Ow sorry, dacht dat je er wou bouwen...

Voor behringer, tja, als je er zo massaal veel fabriceert, verminder je zeker een aantal kosten.

Site versie 7.3 ! Maar wij hebben ... Nexo... Tja dit zegt genoeg...

----------


## Carl

En dan ook nog in een extreem lage lonen land, verdien je toch nog wat op je lage prijzen.

----------


## Controller

> citaat:
> Alvast bedankt;
> 
> @powersound:  De Di-boxen van Behringer zijn me bekend; heb ik reeds meerdere malen mee gewerkt en ook wel echt tevreden over.   Waar het mij eigenlijk om ging was eigenlijk om het principe (lees de manier waarop) een DI-box eigenlijk werkt.  Trouwens, hou ze dat behringer-spul voor die prijs kunnen maken is me ook een raadsel.
> 
> @B-there:  Bedankt; dit is wat ik eigenlijk zocht; trouwens bedankt voor de tip; ik zal er zeker gebruik van maken



Helemaal mee eens ik heb zelf de Ultra DI 100 van Behringer en die zijn goed. Dus zeker aan te raden. En voor de prijs van die dingen kan je niet gaan solderen. Je uurprijs kost meer.
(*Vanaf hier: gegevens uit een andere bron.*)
PR #3080, opened 2024-02-28
GH-3049: Listener exceptions are not saved to the observation.

### LINKED ISSUE #3049: Listener exceptions not saved to the observation

- `org.springframework.kafka:spring-kafka:3.1.1`
- `org.apache.kafka:kafka-clients:3.6.1`

**Describe the bug**

When an exception is thrown from a listener, by default the exception is not saved in the current listener observation.

https://github.com/spring-projects/spring-kafka/blob/22764cbcdf045def5a8688f2aecfecfc78c1e614/spring-kafka/src/main/java/org/springframework/kafka/listener/KafkaMessageListenerContainer.java#L2759-L2794

`Observation#observe` would do it on its own, but then the provided supplier has to re-throw the exception rather than just return it, which it probably does for `ListenerConsumer#invokeInTransaction`.

**To Reproduce**

1. Make & register a message listener.
2. Send a message to the listener topic. (For example, `java.lang.NullPointerException`.)
3. Throw an exception from the listener.

**Expected behavior**

The error handler is invoked and all, but on top of that, the (original) exception is embedded into the observation, allowing downstream tracing code to handle it.

**Sample**

For simplicity's sake, I will only leave the listener code here. In the configuration, there is only a consumer group identifier. Let me know if I should make this into a repository.

```java
@KafkaListener(topics = "error")
public void onErrorMessage(@Payload String payload) throws Throwable {
    Class<?> errorClass = Class.forName(payload);
    throw (Throwable) errorClass.getDeclaredConstructor().newInstance();
}
```

Wzy19930507:
* Embedded the (original) exception into the observation, allowing downstream tracing code to handle it.
* Add unit test for observation Error and RuntimeException.

Resolves #3049

### DIFF
--- a/spring-kafka/src/main/java/org/springframework/kafka/listener/KafkaMessageListenerContainer.java
+++ b/spring-kafka/src/main/java/org/springframework/kafka/listener/KafkaMessageListenerContainer.java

Maar ik heb FutureLight, ElectroVoice, Sennheiser, Spirit by Soundcraft,

----------


## B-there

> citaat: Helemaal mee eens ik heb zelf de Ultra DI 100 van Behringer en die zijn goed. Dus zeker aan te raden. En voor de prijs van die dingen kan je niet gaan solderen. Je uurprijs kost meer.



Ja, en bij ons gebebruiken ze DI-boxen van BSS.
http://www.bss.co.uk/wip/navmodel/pr...133/index.html
Jongens, als die jongen DI's inelkaar wil gaan solderen dan moet ie dat toch zeker zelf weten.
Als ie daar een hobby aan heeft.
Bv. Als je zelf een huis wilt bouwen, bel je toch ook geen aannemer..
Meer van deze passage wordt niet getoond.